→ **WHAT YOU NEED TO DO**:
Write out, word for word, only the lines from the one containing "flit will look" through the final line of the data.

[SUPPLIED DATA — start]

PR #337, opened 2020-04-18
When doing `flit init`, if readme file is available, add it to pyproject.toml

sander76:
When doing `flit init`, flit will look for a readme file in the root of the project. (`readme.md`, `readme.rst`, `readme.txt`, lower or uppercase). If found it will ask the user to include it in the `pyproject.toml` file as an `description-file` entry.

### DIFF
--- a/flit/init.py
+++ b/flit/init.py
@@ -126,6 +126,13 @@ class IniterBase:
         with (self.directory / 'LICENSE').open('w', encoding='utf-8') as f:
             f.write(license_text.format(year=year, author=author))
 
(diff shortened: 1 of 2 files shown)


takluyver:
Thanks, this makes sense. I'd actually skip the prompt and automatically use the file if one is found. It's easy to delete the line from `pyproject.toml` afterwards if it's not what you want.

sander76:
@takluyver Ok. I'll make the change to just include it automatically.

takluyver:
Thanks!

[SUPPLIED DATA — finish]

→ **WRITTEN ANSWER**:
When doing `flit init`, flit will look for a readme file in the root of the project. (`readme.md`, `readme.rst`, `readme.txt`, lower or uppercase). If found it will ask the user to include it in the `pyproject.toml` file as an `description-file` entry.

### DIFF
--- a/flit/init.py
+++ b/flit/init.py
@@ -126,6 +126,13 @@ class IniterBase:
         with (self.directory / 'LICENSE').open('w', encoding='utf-8') as f:
             f.write(license_text.format(year=year, author=author))
 
(diff shortened: 1 of 2 files shown)


takluyver:
Thanks, this makes sense. I'd actually skip the prompt and automatically use the file if one is found. It's easy to delete the line from `pyproject.toml` afterwards if it's not what you want.

sander76:
@takluyver Ok. I'll make the change to just include it automatically.

takluyver:
Thanks!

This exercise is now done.